7. November 1889 Die deutsche Plankton-Expedition kehrt zurück
Manche Forschungsreise beginnt mit überbordenden Träumen und dem dringenden Wunsch, endlich etwas Großes zu finden. Bei ihrer Tour jedoch findet die erste deutsche Plankton-Expedition jede Menge Kleines. Schon spannend, sagen die Forschenden dazu - aber halt auch recht viel Arbeit. Autor: Hellmuth Nordwig
07. November
Dienstag, 07. November 2023
Autor(in): Hellmuth Nordwig
Sprecher(in): Hans-Jürgen Stockerl
Redaktion: Susi Weichselbaumer
Schon mal von Ctenophoren gehört? Pteropoden sagt Ihnen auch nichts? Nicht mal Typhloscoleciden? Dann ist es höchste Zeit, eine fast vergessene Expedition in Erinnerung zu rufen. Deren Teilnehmer haben nämlich all das im Atlantik "erbeutet", wie sie es nannten, nebst Tripylarien, Tomopteriden und Thaliaceen, um nur beim Buchstaben T zu bleiben. Und sie sind mit ihrem Fang am 7. November 1889 wieder in den Hafen von Kiel eingelaufen. Ohne großes Hurra, die Beute waren ja keine Kolonien, sondern nur winzige Meereslebewesen. Aber es waren so viele und derart unterschiedliche, dass den Herren Jahre lange Arbeit bevorstand.
Erstmal katalogisieren
Herren? Natürlich sind es nur Männer gewesen. Acht an der Zahl, davon sieben mit stattlichen schwarzen Vollbärten, darunter ein Marinemaler, und einer immerhin mit einem ordentlichen Bismarck-Schnauzer. Das war Karl Friedrich Theodor Dahl, der später den Ausdruck "Biotop" ersinnen sollte, was viel gelehrter klingt als "Lebensraum". Und weil ein gewisser Dünkel ja schon wichtig ist in der Wissenschaft und die überdies eine internationale Angelegenheit, nennen Zoologen, wie Dahl einer war, Rippenquallen eben vornehm Ctenophoren.
Hauptsache benannt
Organisiert hatte die Expedition ein Professor der Universität Kiel: Viktor Hensen. Seine Leidenschaft waren Lebewesen, die so klein sind, dass sie im Wasser schweben und sich von der Strömung treiben lassen. Plankton hat Hensen sie genannt, "das Umherirrende", und ihm galt die Expedition, die er akribisch vorbereitet hat.

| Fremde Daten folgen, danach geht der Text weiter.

PR #817, opened 2022-01-20
reformat: Support F16 Half Float conversion in avifRGBImage

vigneshvg:
Some platforms (Android for example [1]) support only the F16 Half
Float format for images with bits-per-pixel == 16. This PR adds
support for converting the RGBA pixels into half float format.

It does so by adding a setting variable to avifRGBImage and then
doing the conversion at the end of avifImageYUVToRGB. It also
invokes libyuv if available to do the conversion with SIMD
optimizations.

While there is potential to make this even faster (instead of
doing this conversion in the end, we could potentially do it while
we do the YUV -> RGB conversion), that is a much larger change and
the performance gain from that may or may not be worth the trade
off in complicating the code paths.

[1] https://developer.android.com/reference/android/graphics/Bitmap.Config#RGBA_F16

### DIFF
--- a/src/reformat.c
+++ b/src/reformat.c
@@ -22,6 +22,9 @@ static avifBool avifPrepareReformatState(const avifImage * image, const avifRGBI
     if ((rgb->depth != 8) && (rgb->depth != 10) && (rgb->depth != 12) && (rgb->depth != 16)) {
         return AVIF_FALSE;
     }
+    if (rgb->isFloat && rgb->depth != 16) {
+        return AVIF_FALSE;
+    }
 
     // These matrix coefficients values are currently unsupported. Revise this list as more support is added.
     //
@@ -186,6 +189,10 @@ avifResult avifImageRGBToYUV(avifImage * image, const avifRGBImage * rgb)
     avifReformatState state;
     if (!avifPrepareReformatState(image, rgb, &state)) {
         return AVIF_RESULT_REFORMAT_FAILED;
+    }
+
+    if (rgb->isFloat) {
+        return AVIF_RESULT_NOT_IMPLEMENTED;
     }
 
     avifAlphaMultiplyMode alphaMode = AVIF_ALPHA_MULTIPLY_MODE_NO_OP;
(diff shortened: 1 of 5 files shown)


src/reformat.c
```diff
@@ -1073,6 +1081,32 @@ static avifResult avifImageYUV8ToRGB8Mono(const avifImage * image, avifRGBImage
...
+};
+
+static avifResult avifRGBImageToF16(avifRGBImage * rgb) {
+    avifResult libyuvResult = avifRGBImageToF16LibYUV(rgb);
+    if (libyuvResult != AVIF_RESULT_NOT_IMPLEMENTED) {
+        return libyuvResult;
+    }
+    const int channelCount = avifRGBFormatChannelCount(rgb->format);
+    const float scale = 1.0f / ((1 << rgb->depth) - 1);
+    const float multiplier = 1.9259299444e-34f * scale;
```
wantehchang, line 1096: It would be good to get Frank Barchard's permission to copy his comments before the `HalfFloatRow_C()` function.

Until then, let's add a link to the libyuv function as the source of this algorithm.

src/reformat.c
```diff
@@ -1073,6 +1081,32 @@ static avifResult avifImageYUV8ToRGB8Mono(const avifImage * image, avifRGBImage
...
+  float f;
+  uint32_t u32;
+};
+
+static avifResult avifRGBImageToF16(avifRGBImage * rgb) {
+    avifResult libyuvResult = avifRGBImageToF16LibYUV(rgb);
+    if (libyuvResult != AVIF_RESULT_NOT_IMPLEMENTED) {
+        return libyuvResult;
+    }
+    const int channelCount = avifRGBFormatChannelCount(rgb->format);
```
wantehchang, line 1094: Nit: int => uint32_t

wantehchang (changes requested):
Vignesh: I suggest a few simple changes.

src/reformat.c
```diff
@@ -1073,6 +1081,32 @@ static avifResult avifImageYUV8ToRGB8Mono(const avifImage * image, avifRGBImage
     return AVIF_RESULT_OK;
 }
 
+union F16 {
+  float f;
+  uint32_t u32;
+};
```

Netze aus feinster Seidengaze hat er dafür fertigen lassen, durch die nicht einmal die winzigsten Lebewesen schlüpfen können. Und auch das nötige Geld eingeworben, sogar bei Kaiser Wilhelm II. persönlich. Irgendwie musste Hensen ja nicht nur den Dampfer "National" chartern, sondern auch die zehn Dosen Ochsenzungen, Corned Beef, Linsen, Nudeln, Käse, lebendes Geflügel nebst Futter, 950 Flaschen Bier und vieles mehr bezahlen, das mit an Bord war.
Insgesamt vier Mal haben die Forscher den Atlantik auf verschiedenen Routen überquert. Jeden Tag ließen sie die Netze in die Tiefe und erhielten reiche Ausbeute: Von Kieselalgen über Würmer, Ruderfußkrebse bis hin zu Quallen war alles dabei - "mehr als mir lieb ist", wie Hensen notiert hat. Einige Lebewesen waren so empfindlich, dass an der Oberfläche nur noch Schleim ankam. Andere vermochten zu leuchten, was die Expeditionsteilnehmer an den Abenden in ihren Bann zog. Vieles haben sie in Gefäßen mit Seewasser konserviert, das meiste erst nach der Reise dokumentiert - in fünf dicken Bänden.
Einiges vermisst man aber doch in dieser Schilderung: Wie sind die acht Herren mit dem rauen Seegang fertiggeworden, den sie zweifellos erlebt haben? Was haben sie bei den wenigen Landgängen auf den Bahamas, den Kapverden, in Brasilien und auf den Azoren durchgestanden? Gab es in den fast vier Monaten nicht wenigstens einen handfesten Krach? Schade, davon lesen wir nichts. Aber über Ctenophoren und Pteropoden wirklich alles.